-- Data for analysis follows --
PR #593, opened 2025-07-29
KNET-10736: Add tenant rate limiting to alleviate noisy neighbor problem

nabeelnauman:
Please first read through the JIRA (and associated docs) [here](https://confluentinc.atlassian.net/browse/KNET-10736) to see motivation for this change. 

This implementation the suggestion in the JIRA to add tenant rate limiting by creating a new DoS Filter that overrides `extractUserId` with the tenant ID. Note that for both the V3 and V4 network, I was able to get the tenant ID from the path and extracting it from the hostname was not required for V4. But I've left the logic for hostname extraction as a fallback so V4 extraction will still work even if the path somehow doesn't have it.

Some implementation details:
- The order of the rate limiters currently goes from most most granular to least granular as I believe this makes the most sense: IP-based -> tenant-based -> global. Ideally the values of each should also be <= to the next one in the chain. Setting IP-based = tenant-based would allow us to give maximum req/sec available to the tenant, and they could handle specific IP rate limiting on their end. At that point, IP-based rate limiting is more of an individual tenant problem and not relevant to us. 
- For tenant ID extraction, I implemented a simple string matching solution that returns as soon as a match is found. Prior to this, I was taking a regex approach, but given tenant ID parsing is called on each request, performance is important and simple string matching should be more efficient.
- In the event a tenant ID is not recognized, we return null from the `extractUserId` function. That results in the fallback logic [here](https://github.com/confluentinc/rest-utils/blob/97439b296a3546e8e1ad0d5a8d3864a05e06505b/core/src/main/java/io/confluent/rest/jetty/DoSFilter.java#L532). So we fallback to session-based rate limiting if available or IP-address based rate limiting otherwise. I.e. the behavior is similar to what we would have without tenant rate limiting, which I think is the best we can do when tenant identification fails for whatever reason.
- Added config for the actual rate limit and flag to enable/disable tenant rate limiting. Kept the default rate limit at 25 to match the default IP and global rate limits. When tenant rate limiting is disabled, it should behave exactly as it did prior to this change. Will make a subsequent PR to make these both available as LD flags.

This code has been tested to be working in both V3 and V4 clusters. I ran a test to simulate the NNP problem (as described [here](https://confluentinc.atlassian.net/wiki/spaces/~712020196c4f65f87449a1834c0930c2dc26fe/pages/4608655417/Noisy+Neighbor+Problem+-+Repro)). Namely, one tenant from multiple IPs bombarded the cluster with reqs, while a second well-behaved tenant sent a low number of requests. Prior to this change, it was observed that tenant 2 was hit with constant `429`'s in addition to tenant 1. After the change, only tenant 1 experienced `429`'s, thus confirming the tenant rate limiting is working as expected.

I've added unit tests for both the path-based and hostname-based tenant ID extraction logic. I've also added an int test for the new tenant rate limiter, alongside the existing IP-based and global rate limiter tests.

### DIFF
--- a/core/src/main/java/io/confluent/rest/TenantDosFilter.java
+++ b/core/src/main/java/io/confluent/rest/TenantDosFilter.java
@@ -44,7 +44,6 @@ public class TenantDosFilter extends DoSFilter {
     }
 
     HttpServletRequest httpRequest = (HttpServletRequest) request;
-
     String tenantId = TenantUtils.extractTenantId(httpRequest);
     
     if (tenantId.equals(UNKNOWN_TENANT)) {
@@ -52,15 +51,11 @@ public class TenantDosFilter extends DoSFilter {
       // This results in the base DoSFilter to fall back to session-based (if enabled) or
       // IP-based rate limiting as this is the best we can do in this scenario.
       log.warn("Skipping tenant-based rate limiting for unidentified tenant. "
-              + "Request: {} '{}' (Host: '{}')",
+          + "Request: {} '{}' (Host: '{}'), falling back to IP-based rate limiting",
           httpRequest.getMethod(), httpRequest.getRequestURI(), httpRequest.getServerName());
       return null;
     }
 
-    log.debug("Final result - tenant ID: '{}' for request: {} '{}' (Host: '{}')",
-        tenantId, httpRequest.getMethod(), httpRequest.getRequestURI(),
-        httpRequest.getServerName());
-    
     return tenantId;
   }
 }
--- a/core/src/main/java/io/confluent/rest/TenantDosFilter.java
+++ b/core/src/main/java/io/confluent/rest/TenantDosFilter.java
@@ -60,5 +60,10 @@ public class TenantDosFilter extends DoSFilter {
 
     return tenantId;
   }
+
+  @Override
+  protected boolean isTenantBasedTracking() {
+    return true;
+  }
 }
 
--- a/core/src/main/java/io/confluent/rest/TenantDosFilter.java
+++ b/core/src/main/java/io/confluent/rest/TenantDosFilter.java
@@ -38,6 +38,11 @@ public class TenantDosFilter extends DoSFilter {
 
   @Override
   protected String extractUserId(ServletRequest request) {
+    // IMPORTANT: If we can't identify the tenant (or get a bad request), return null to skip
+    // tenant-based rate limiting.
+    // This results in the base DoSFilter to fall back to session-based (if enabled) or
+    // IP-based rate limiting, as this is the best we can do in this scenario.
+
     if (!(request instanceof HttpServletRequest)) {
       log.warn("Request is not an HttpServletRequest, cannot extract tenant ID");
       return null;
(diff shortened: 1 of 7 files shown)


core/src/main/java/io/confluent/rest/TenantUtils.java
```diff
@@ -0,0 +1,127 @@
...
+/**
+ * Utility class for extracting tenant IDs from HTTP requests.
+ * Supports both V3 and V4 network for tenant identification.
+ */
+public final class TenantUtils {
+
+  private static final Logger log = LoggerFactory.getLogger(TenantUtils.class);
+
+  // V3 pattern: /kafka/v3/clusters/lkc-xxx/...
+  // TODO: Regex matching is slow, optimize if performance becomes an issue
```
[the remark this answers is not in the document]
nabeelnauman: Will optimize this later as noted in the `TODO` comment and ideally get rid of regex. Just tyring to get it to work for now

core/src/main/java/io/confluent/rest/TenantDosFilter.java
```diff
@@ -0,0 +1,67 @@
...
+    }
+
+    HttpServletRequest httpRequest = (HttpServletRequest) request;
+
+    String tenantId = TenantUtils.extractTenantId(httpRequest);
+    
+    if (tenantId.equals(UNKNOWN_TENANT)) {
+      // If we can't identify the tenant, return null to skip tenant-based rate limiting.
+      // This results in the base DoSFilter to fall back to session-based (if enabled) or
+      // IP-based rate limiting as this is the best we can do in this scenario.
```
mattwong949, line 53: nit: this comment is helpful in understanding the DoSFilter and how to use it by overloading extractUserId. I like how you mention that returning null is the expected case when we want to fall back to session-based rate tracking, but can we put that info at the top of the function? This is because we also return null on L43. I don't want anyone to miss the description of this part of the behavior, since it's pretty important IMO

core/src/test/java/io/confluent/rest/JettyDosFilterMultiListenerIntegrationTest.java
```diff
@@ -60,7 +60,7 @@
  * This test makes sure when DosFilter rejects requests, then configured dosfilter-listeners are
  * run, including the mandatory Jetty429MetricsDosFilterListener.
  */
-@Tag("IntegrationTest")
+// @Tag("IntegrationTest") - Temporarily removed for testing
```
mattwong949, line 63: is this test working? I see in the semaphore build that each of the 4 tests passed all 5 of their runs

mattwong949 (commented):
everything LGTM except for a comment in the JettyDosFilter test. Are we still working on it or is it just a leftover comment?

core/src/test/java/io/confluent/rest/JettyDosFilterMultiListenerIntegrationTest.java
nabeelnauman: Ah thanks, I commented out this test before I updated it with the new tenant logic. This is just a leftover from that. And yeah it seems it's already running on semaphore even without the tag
-- Data for analysis concluded --
• **Goal of the exercise**: Each line above is to be restated exactly.

• **Solution**:
PR #593, opened 2025-07-29
KNET-10736: Add tenant rate limiting to alleviate noisy neighbor problem

nabeelnauman:
Please first read through the JIRA (and associated docs) [here](https://confluentinc.atlassian.net/browse/KNET-10736) to see motivation for this change. 

This implementation the suggestion in the JIRA to add tenant rate limiting by creating a new DoS Filter that overrides `extractUserId` with the tenant ID. Note that for both the V3 and V4 network, I was able to get the tenant ID from the path and extracting it from the hostname was not required for V4. But I've left the logic for hostname extraction as a fallback so V4 extraction will still work even if the path somehow doesn't have it.

Some implementation details:
- The order of the rate limiters currently goes from most most granular to least granular as I believe this makes the most sense: IP-based -> tenant-based -> global. Ideally the values of each should also be <= to the next one in the chain. Setting IP-based = tenant-based would allow us to give maximum req/sec available to the tenant, and they could handle specific IP rate limiting on their end. At that point, IP-based rate limiting is more of an individual tenant problem and not relevant to us. 
- For tenant ID extraction, I implemented a simple string matching solution that returns as soon as a match is found. Prior to this, I was taking a regex approach, but given tenant ID parsing is called on each request, performance is important and simple string matching should be more efficient.
- In the event a tenant ID is not recognized, we return null from the `extractUserId` function. That results in the fallback logic [here](https://github.com/confluentinc/rest-utils/blob/97439b296a3546e8e1ad0d5a8d3864a05e06505b/core/src/main/java/io/confluent/rest/jetty/DoSFilter.java#L532). So we fallback to session-based rate limiting if available or IP-address based rate limiting otherwise. I.e. the behavior is similar to what we would have without tenant rate limiting, which I think is the best we can do when tenant identification fails for whatever reason.
- Added config for the actual rate limit and flag to enable/disable tenant rate limiting. Kept the default rate limit at 25 to match the default IP and global rate limits. When tenant rate limiting is disabled, it should behave exactly as it did prior to this change. Will make a subsequent PR to make these both available as LD flags.

This code has been tested to be working in both V3 and V4 clusters. I ran a test to simulate the NNP problem (as described [here](https://confluentinc.atlassian.net/wiki/spaces/~712020196c4f65f87449a1834c0930c2dc26fe/pages/4608655417/Noisy+Neighbor+Problem+-+Repro)). Namely, one tenant from multiple IPs bombarded the cluster with reqs, while a second well-behaved tenant sent a low number of requests. Prior to this change, it was observed that tenant 2 was hit with constant `429`'s in addition to tenant 1. After the change, only tenant 1 experienced `429`'s, thus confirming the tenant rate limiting is working as expected.

I've added unit tests for both the path-based and hostname-based tenant ID extraction logic. I've also added an int test for the new tenant rate limiter, alongside the existing IP-based and global rate limiter tests.

### DIFF
--- a/core/src/main/java/io/confluent/rest/TenantDosFilter.java
+++ b/core/src/main/java/io/confluent/rest/TenantDosFilter.java
@@ -44,7 +44,6 @@ public class TenantDosFilter extends DoSFilter {
     }
 
     HttpServletRequest httpRequest = (HttpServletRequest) request;
-
     String tenantId = TenantUtils.extractTenantId(httpRequest);
     
     if (tenantId.equals(UNKNOWN_TENANT)) {
@@ -52,15 +51,11 @@ public class TenantDosFilter extends DoSFilter {
       // This results in the base DoSFilter to fall back to session-based (if enabled) or
       // IP-based rate limiting as this is the best we can do in this scenario.
       log.warn("Skipping tenant-based rate limiting for unidentified tenant. "
-              + "Request: {} '{}' (Host: '{}')",
+          + "Request: {} '{}' (Host: '{}'), falling back to IP-based rate limiting",
           httpRequest.getMethod(), httpRequest.getRequestURI(), httpRequest.getServerName());
       return null;
     }
 
-    log.debug("Final result - tenant ID: '{}' for request: {} '{}' (Host: '{}')",
-        tenantId, httpRequest.getMethod(), httpRequest.getRequestURI(),
-        httpRequest.getServerName());
-    
     return tenantId;
   }
 }
--- a/core/src/main/java/io/confluent/rest/TenantDosFilter.java
+++ b/core/src/main/java/io/confluent/rest/TenantDosFilter.java
@@ -60,5 +60,10 @@ public class TenantDosFilter extends DoSFilter {
 
     return tenantId;
   }
+
+  @Override
+  protected boolean isTenantBasedTracking() {
+    return true;
+  }
 }
 
--- a/core/src/main/java/io/confluent/rest/TenantDosFilter.java
+++ b/core/src/main/java/io/confluent/rest/TenantDosFilter.java
@@ -38,6 +38,11 @@ public class TenantDosFilter extends DoSFilter {
 
   @Override
   protected String extractUserId(ServletRequest request) {
+    // IMPORTANT: If we can't identify the tenant (or get a bad request), return null to skip
+    // tenant-based rate limiting.
+    // This results in the base DoSFilter to fall back to session-based (if enabled) or
+    // IP-based rate limiting, as this is the best we can do in this scenario.
+
     if (!(request instanceof HttpServletRequest)) {
       log.warn("Request is not an HttpServletRequest, cannot extract tenant ID");
       return null;
(diff shortened: 1 of 7 files shown)


core/src/main/java/io/confluent/rest/TenantUtils.java
```diff
@@ -0,0 +1,127 @@
...
+/**
+ * Utility class for extracting tenant IDs from HTTP requests.
+ * Supports both V3 and V4 network for tenant identification.
+ */
+public final class TenantUtils {
+
+  private static final Logger log = LoggerFactory.getLogger(TenantUtils.class);
+
+  // V3 pattern: /kafka/v3/clusters/lkc-xxx/...
+  // TODO: Regex matching is slow, optimize if performance becomes an issue
```
[the remark this answers is not in the document]
nabeelnauman: Will optimize this later as noted in the `TODO` comment and ideally get rid of regex. Just tyring to get it to work for now

core/src/main/java/io/confluent/rest/TenantDosFilter.java
```diff
@@ -0,0 +1,67 @@
...
+    }
+
+    HttpServletRequest httpRequest = (HttpServletRequest) request;
+
+    String tenantId = TenantUtils.extractTenantId(httpRequest);
+    
+    if (tenantId.equals(UNKNOWN_TENANT)) {
+      // If we can't identify the tenant, return null to skip tenant-based rate limiting.
+      // This results in the base DoSFilter to fall back to session-based (if enabled) or
+      // IP-based rate limiting as this is the best we can do in this scenario.
```
mattwong949, line 53: nit: this comment is helpful in understanding the DoSFilter and how to use it by overloading extractUserId. I like how you mention that returning null is the expected case when we want to fall back to session-based rate tracking, but can we put that info at the top of the function? This is because we also return null on L43. I don't want anyone to miss the description of this part of the behavior, since it's pretty important IMO

core/src/test/java/io/confluent/rest/JettyDosFilterMultiListenerIntegrationTest.java
```diff
@@ -60,7 +60,7 @@
  * This test makes sure when DosFilter rejects requests, then configured dosfilter-listeners are
  * run, including the mandatory Jetty429MetricsDosFilterListener.
  */
-@Tag("IntegrationTest")
+// @Tag("IntegrationTest") - Temporarily removed for testing
```
mattwong949, line 63: is this test working? I see in the semaphore build that each of the 4 tests passed all 5 of their runs

mattwong949 (commented):
everything LGTM except for a comment in the JettyDosFilter test. Are we still working on it or is it just a leftover comment?

core/src/test/java/io/confluent/rest/JettyDosFilterMultiListenerIntegrationTest.java
nabeelnauman: Ah thanks, I commented out this test before I updated it with the new tenant logic. This is just a leftover from that. And yeah it seems it's already running on semaphore even without the tag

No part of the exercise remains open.